(Stored items from a collection)
PR #847, opened 2026-09-05
fix(cli): bound pending chat messages

### LINKED ISSUE #538: [cli] Pending-message queue grows unbounded
## Bug
`const queue: PendingMessage[] = [];` has no max size. A user can hold Enter (or paste huge images) repeatedly while a long stream runs. Each pending message holds `images: ImageAttachment[]` with base64 payloads up to 5 MB. 10 pasted screenshots = ~50 MB queued forever.

## Files
- `apps/cli/src/chat.ts:151, 311-322`

## Fix
Cap `queue.length` to e.g. 20 messages or 50 MB total image bytes; reject overflow with an error line.

## Severity
High — memory leak.

mamenesia:
## Summary

Send follow-ups during a CLI response → at most 20 prepared messages wait, with a visible rejection when full.

**Before:** queued text and image payloads grew without a limit; simultaneous preparation could also hide messages in the serialized send queue.
**After:** one drain owns busy state synchronously, caps pending messages at 20, and releases ownership without stranding arrivals.

Why safe:
1. Admission rejects overflow before echoing it or updating the last accepted message; delayed `/paste` rechecks busy after clipboard IO.
2. Regression cases preserve FIFO, ESC cancellation, error recovery, and exactly-once dispatch at both finalization boundaries.

Follow up separately if a total byte budget or concurrent preprocessing limit is needed; this bounds prepared-message count, not total heap usage.

Closes #538

## Test plan
- [x] Linux Bun 1.3.14: `bun test apps/cli/src` (149 pass); `bun test apps/cli/src/chat-queue.test.ts --rerun-each 10` (60 pass)
- [x] Linux: `bun run --cwd apps/cli build`, targeted Ultracite check, and `bun run knip`; a deliberately delayed busy reset makes the boundary regression fail, and restoring the fix passes
- [ ] During a slow CLI response, fill the pending queue, submit one more follow-up, then press ESC; overflow is rejected and accepted messages continue in order

### DIFF
--- a/apps/cli/src/chat-queue.test.ts
+++ b/apps/cli/src/chat-queue.test.ts
@@ -1,0 +1,260 @@
+import { expect, spyOn, test } from "bun:test";
+import { NakamaClient } from "@nakama/client";
+import type { ProfileSummary } from "@nakama/core";
+import { runChat } from "./chat";
+import * as clipboard from "./clipboard-image";
+import * as imageInput from "./image-input";
+import type { PendingMessage } from "./message-queue";
+import * as profile from "./profile";
+import { TerminalInput } from "./terminal-input";
+import { TerminalRenderer } from "./terminal-renderer";
+
+test.each([
+  {
+    boundary: "none",
+    delayedParsing: false,
+    delayedPaste: false,
+    withImages: false,
+  },
+  {
+    boundary: "none",
+    delayedParsing: false,
+    delayedPaste: false,
+    withImages: true,
+  },
+  {
+    boundary: "none",
+    delayedParsing: true,
+    delayedPaste: false,
+    withImages: true,
+  },
+  {
+    boundary: "none",
+    delayedParsing: false,
+    delayedPaste: true,
+    withImages: false,
+  },
+  {
+    boundary: "endStream",
+    delayedParsing: false,
+    delayedPaste: false,
+    withImages: false,
+  },
+  {
+    boundary: "emptyQueue",
+    delayedParsing: false,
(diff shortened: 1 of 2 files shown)


apps/cli/src/chat-queue.test.ts
```diff
@@ -0,0 +1,260 @@
...
+import { TerminalInput } from "./terminal-input";
+import { TerminalRenderer } from "./terminal-renderer";
+
+test.each([
+  {
+    boundary: "none",
+    delayedParsing: false,
+    delayedPaste: false,
+    withImages: false,
+  },
```
ahmadrosid: delayedParsing, delayedPaste, endStream, and emptyQueue already run the full 20-cap → ESC → FIFO → after-drain path (and the image / paste races). The two plain `boundary: "none"` rows mostly restate that — you could drop them and keep the same confidence with a shorter file.

ahmadrosid (commented):
Core drain ownership + pending cap looks tight. One trim on the regression matrix.

apps/cli/src/chat-queue.test.ts
mamenesia: Trimmed in [7d8f3ef7](https://github.com/ahmadrosid/nakama/pull/847/commits/7d8f3ef721a669941571c4d8476184b49236cf52): removed the two plain `boundary: "none"` rows, keeping delayed parsing, delayed paste, end-stream, and empty-queue coverage. All 4 remaining queue tests and the targeted lint/format check pass. No production changes.

PR #853, opened 2026-09-05
fix(cli): cap retained transcript messages at 1000

### LINKED ISSUE #539: [cli] VirtualMessageList keeps every message forever
## Bug
`this.messages: VirtualMessage[] = []` is appended to forever; `wrappedCache` holds the wrapped lines for each. After thousands of turns, `offsets[]` and `wrappedCache` keep growing without bound. The only place that clears is `clear()` (called only in `terminal-layout.ts:151` on reset). Long-running CLI sessions leak memory.

## Files
- `apps/cli/src/virtual-message-list.ts:30-91`

## Fix
Cap retained messages (e.g. last 1000) or evict from `wrappedCache` when their message scrolls out of any plausible viewport.

## Severity
High — memory leak.

mamenesia:
## Summary

Long-running CLI sessions retain only the latest 1,000 completed display messages. Fixes #539.

**Before:** transcript messages, wrapped caches, and offsets grow until reset.
**After:** oldest completed messages are evicted, retained cache indices are rebased, and offsets are rebuilt.

Why safe:
1. Active messages are preserved; persisted conversations are unchanged.
2. The new first message is rewrapped to remove its obsolete leading gap.
3. A 10,000-message probe passed 315 retained-history comparisons across three widths, ending with 1,000 messages, 1,000 cache entries, and 1,001 offsets.

Follow up if unusually large messages require a byte-based limit; this change caps message count only.

## Test plan
- [x] `bun test apps/cli/src/virtual-message-list.test.ts apps/cli/src/cli-layout.test.ts` (28 pass); `bun run --cwd apps/cli build` and targeted Ultracite checks pass.
- [ ] Manually scroll older history during output, resize the terminal, then return to live output.

Full Windows CLI suite: `bun test apps/cli/src` reports 144 pass and 3 pre-existing path-formatting failures in `chat.test.ts` and `display-path.test.ts`.

Draft status: assignment requested on #539 and pending. Direct standards/spec review found no actionable issues. The requested external Oracle verdict has not been obtained; this PR remains draft pending that gate.

### DIFF
--- a/apps/cli/src/virtual-message-list.test.ts
+++ b/apps/cli/src/virtual-message-list.test.ts
@@ -1,0 +1,72 @@
+import { expect, test } from "bun:test";
+import { VirtualMessageList } from "./virtual-message-list";
+
+test("retains only the latest 1000 implicit messages after cached renders", () => {
+  const list = new VirtualMessageList();
+  for (let i = 0; i < 1100; i++) {
+    list.appendLine(`message ${i}`);
+    list.totalLines(80);
+  }
+  expect(list.messageCount).toBe(1000);
+  expect(list.totalLines(80)).toBe(1000);
+  expect(list.messageLines(0, 80)).toEqual([" message 100 "]);
+  expect(list.messageLines(999, 80)).toEqual([" message 1099 "]);
+  expect(list.messageAtLine(999, 80)).toEqual({ index: 999, lineOffset: 0 });
+});
+
+test("eviction preserves styled wrapping, gaps, navigation and the open message", () => {
+  const list = new VirtualMessageList();
+  const expected = new VirtualMessageList();
+  for (let i = 0; i < 1005; i++) {
+    const kind = i % 2 === 0 ? "user" : "assistant";
+    list.beginMessage(kind);
+    list.appendLine(`message ${i}\nsecond line`);
+    list.sealMessage();
+    list.totalLines(40);
+    if (i >= 5) {
+      expected.beginMessage(kind);
+      expected.appendLine(`message ${i}\nsecond line`);
+      expected.sealMessage();
+    }
+  }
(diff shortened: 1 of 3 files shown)


ahmadrosid (commented):
Core change looks lean — the splice + cache rebase in `invalidateOffsets` is the right size for the bug.

One trim in the golden test below.

apps/cli/src/virtual-message-list.test.ts
```diff
@@ -0,0 +1,72 @@
...
+    messages.appendLine("still streaming");
+  }
+  expect(list.messageCount).toBe(1000);
+  for (const width of [40, 10, 80]) {
+    const total = expected.totalLines(width);
+    expect(list.totalLines(width)).toBe(total);
+    expect(list.getLines(0, total, width)).toEqual(
+      expected.getLines(0, total, width)
+    );
+    for (const line of [0, 1, 5, total - 1]) {
```
ahmadrosid: Full-range `getLines` equality already locks wrapping, gaps, and the offset table. The inner `messageAtLine` / `snapToMessage` matrix mostly re-reads those same offsets — you could keep the `getLines` check (one wrapping width is enough) plus the open-message seal asserts and drop this loop.

mamenesia: Trimmed in [f2578629](https://github.com/ahmadrosid/nakama/pull/853/commits/f2578629d9e3ddaadd565472ee1981fbaa457d58): kept the full-range `getLines` comparison at width 10 and the open-message seal assertions; removed the navigation matrix and extra comparison widths. No production changes.

All 28 targeted transcript/layout tests and the targeted lint check pass. The full CLI suite reports 144 pass and 3 unrelated Windows path-formatting failures.

PR #857, opened 2026-09-06
fix(web): recover from already-revoked artifact links

### LINKED ISSUE #573: [frontend] use-artifact-share-controls reads stale statusQuery.data?.id after refetch
## Bug
`handleRotateLink` / `handleRevoke` fall back to `storedShareIdRef.current` when `statusQuery.data?.id` is stale. A rapid revoke → rotate sequence can pass an already-revoked share id back to the server, returning 404 to the user with no retry path.

## Files
- `apps/web/src/components/chat/use-artifact-share-controls.ts:197, 243`

## Fix
Refetch share status before issuing rotate, or surface the 404 as a clear "already revoked" toast.

## Severity
Medium — UX.

mamenesia:
## Summary

Rotate an already-revoked artifact link without getting stuck or disturbing a replacement link.

**Before:** a cached share ID returned 404, leaving rotation stuck and local sharing state stale.
**After:** 404 refreshes share status, clears the obsolete local link, and closes rotation with an already-revoked message; reopening sharing uses the current state.

Why safe:
1. Only revoke 404 is recovered; authentication, permission, and server errors still fail.
2. Stale rotation never publishes or revokes a replacement share; normal successful rotation still creates a link.

Concurrent revoke/publish remains non-atomic; if publishing returns no new URL, the UI asks users to reopen sharing rather than claiming a new link was created.

Fixes #573.

## Test plan
- [x] `bun test apps/web` (326 pass); targeted Ultracite check and `bun run knip` pass.
- [x] Isolated API + Vite with `agent-browser`: stale rotation closes with an already-revoked message and sends zero publish requests; old token returns 404 and replacement remains 200. Reopen and rotate normally: a new URL is displayed and returns 200.
- [ ] Full web typecheck: blocked by 21 pre-existing errors, previously reproduced on unchanged `origin/main` with the same dependencies; no diagnostics in the corrected files.

### DIFF
--- a/apps/web/src/hooks/use-resource-mutations.test.ts
+++ b/apps/web/src/hooks/use-resource-mutations.test.ts
@@ -84,18 +84,15 @@ test.each([200, 404])(
   }
 );
 
-test.each([401, 403, 500])(
-  "revoke preserves HTTP %s failures rather than allowing rotation to continue",
-  async (status) => {
-    queryClient.setQueryData(queryKey, { active: true, id: variables.shareId });
-    const error = new NakamaApiError("Request failed", status);
-    revoke.mockRejectedValue(error);
+test("revoke preserves HTTP 403 failures rather than allowing rotation to continue", async () => {
+  queryClient.setQueryData(queryKey, { active: true, id: variables.shareId });
+  const error = new NakamaApiError("Request failed", 403);
+  revoke.mockRejectedValue(error);
 
-    const mutate = renderMutation();
-    await expect(mutate()).rejects.toBe(error);
-    expect(queryClient.getQueryState(queryKey)?.isInvalidated).toBe(false);
-  }
-);
+  const mutate = renderMutation();
+  await expect(mutate()).rejects.toBe(error);
+  expect(queryClient.getQueryState(queryKey)?.isInvalidated).toBe(false);
+});
 
 describe("artifact share controls with a stale share ID", () => {
   const unusedAuthAction = mock(async () => {});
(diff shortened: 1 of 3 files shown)


apps/web/src/hooks/use-resource-mutations.test.ts
```diff
@@ -0,0 +1,245 @@
...
+    await expect(mutate()).resolves.toEqual({
+      id: variables.shareId,
+      revoked: status === 200,
+    });
+    expect(revoke).toHaveBeenCalledWith(variables.profileId, variables.shareId);
+    expect(queryClient.getQueryState(queryKey)?.isInvalidated).toBe(true);
+  }
+);
+
+test.each([401, 403, 500])(
```
ahmadrosid: 401 / 403 / 500 all prove the same thing: non-404 still throws and skips invalidation. One status (403 is enough) keeps the same confidence without the matrix.

ahmadrosid (commented):
Core fix is tight — 404 soft-success in the mutation plus early return before publish is the right shape. One small test trim below.

apps/web/src/hooks/use-resource-mutations.test.ts
mamenesia: Trimmed in [f1c29f19](https://github.com/ahmadrosid/nakama/pull/857/commits/f1c29f19befd7a64d3b2a30497b267ff44b5e23c): replaced the 401/403/500 matrix with one 403 case, preserving the rejection and skipped-invalidation assertions. All 7 tests in the file and the targeted lint/format check pass. No production changes.

PR #858, opened 2026-09-06
fix(core): support data URLs with parameters and fallback mediatypes

### LINKED ISSUE #854: fix(core): data URLs with parameters (e.g. charset) fail regex parsing in message-content
### Summary

`parseDataUrl` and `parseDocumentDataUrl` in `@nakama/core` use strict regex `^data:([^;]+);base64,(.+)$` which fails when standard data URLs include additional parameters such as `;charset=utf-8` or omit explicit media types (e.g. `data:text/markdown;charset=utf-8;base64,...`).

### Classification & Labels
- `bug`
- `stage: now`
- `priority: high`

### Measured on

Commit `main` (`packages/core/src/message-content.ts`)

### Reproduction

Self-contained reproduction script:

```bash
bun -e '
import { parseDataUrl, parseDocumentDataUrl } from "./packages/core/src/message-content";
console.log(parseDataUrl("data:image/png;charset=utf-8;base64,AAAA"));
console.log(parseDocumentDataUrl("data:text/markdown;charset=utf-8;base64,IyBRQQ==", "test.md"));
'
```

Both calls return `null` instead of parsing the attachment.

### Expected vs actual

- **Expected:** Successfully extracts media type (e.g. `image/png`, `text/markdown`) and base64 data.
- **Actual:** Returns `null`, causing uploaded text/markdown documents and charset-annotated images to be dropped with an ingestion error.

Update regex in `packages/core/src/message-content.ts` to match optional parameters before `;base64,`:

```ts
const match = /^data:(?:([^;,]+))?(?:;[^,]*)*;base64,(.+)$/s.exec(dataUrl.trim());
```

I have a fix with 23 passing tests ready and would like to take this issue.

itw-code:
## Summary

Allow `parseDataUrl` and `parseDocumentDataUrl` to parse base64 data URLs containing MIME parameters (e.g. `;charset=utf-8`) or implicit mediatypes without returning null.

**Before:** Data URLs with parameters like `data:text/markdown;charset=utf-8;base64,...` failed regex and dropped attachments.
**After:** Regex accepts optional semicolon-delimited parameters before `;base64,` and falls back to normalized file extensions.

Why safe:
1. Pure regex relaxation matching standard RFC 2397 data URL syntax.
2. Unparameterized standard data URLs continue matching identically.
3. Fully covered by 23 passing tests in `message-content.test.ts`.

Only re-add / follow up if other exotic URI schemes need support.

## Test plan
- [x] `bun test packages/core/src/message-content.test.ts` (23 pass, 0 fail)
- [x] Manual: verified parameterized data URLs return extracted mediaType and base64 payload.

Closes #854

### DIFF
--- a/packages/core/src/message-content.test.ts
+++ b/packages/core/src/message-content.test.ts
@@ -6,6 +6,7 @@ import {
   getUserMessageText,
   normalizeUserContent,
   parseDataUrl,
+  parseDocumentDataUrl,
   stripImagesForCompaction,
   validateCombinedAttachmentCount,
   validateDocumentAttachments,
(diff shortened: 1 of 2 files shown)


ahmadrosid (commented):
Looks lean — ship. Regex + the two defaults cover the parameterized / missing-mediatype cases without extra machinery.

* Task goal:
Where in the records does the string "tests" appear? Copy every line that has it.

* Exercise response:
mamenesia: Trimmed in [7d8f3ef7](https://github.com/ahmadrosid/nakama/pull/847/commits/7d8f3ef721a669941571c4d8476184b49236cf52): removed the two plain `boundary: "none"` rows, keeping delayed parsing, delayed paste, end-stream, and empty-queue coverage. All 4 remaining queue tests and the targeted lint/format check pass. No production changes.
All 28 targeted transcript/layout tests and the targeted lint check pass. The full CLI suite reports 144 pass and 3 unrelated Windows path-formatting failures.
mamenesia: Trimmed in [f1c29f19](https://github.com/ahmadrosid/nakama/pull/857/commits/f1c29f19befd7a64d3b2a30497b267ff44b5e23c): replaced the 401/403/500 matrix with one 403 case, preserving the rejection and skipped-invalidation assertions. All 7 tests in the file and the targeted lint/format check pass. No production changes.
I have a fix with 23 passing tests ready and would like to take this issue.
3. Fully covered by 23 passing tests in `message-content.test.ts`.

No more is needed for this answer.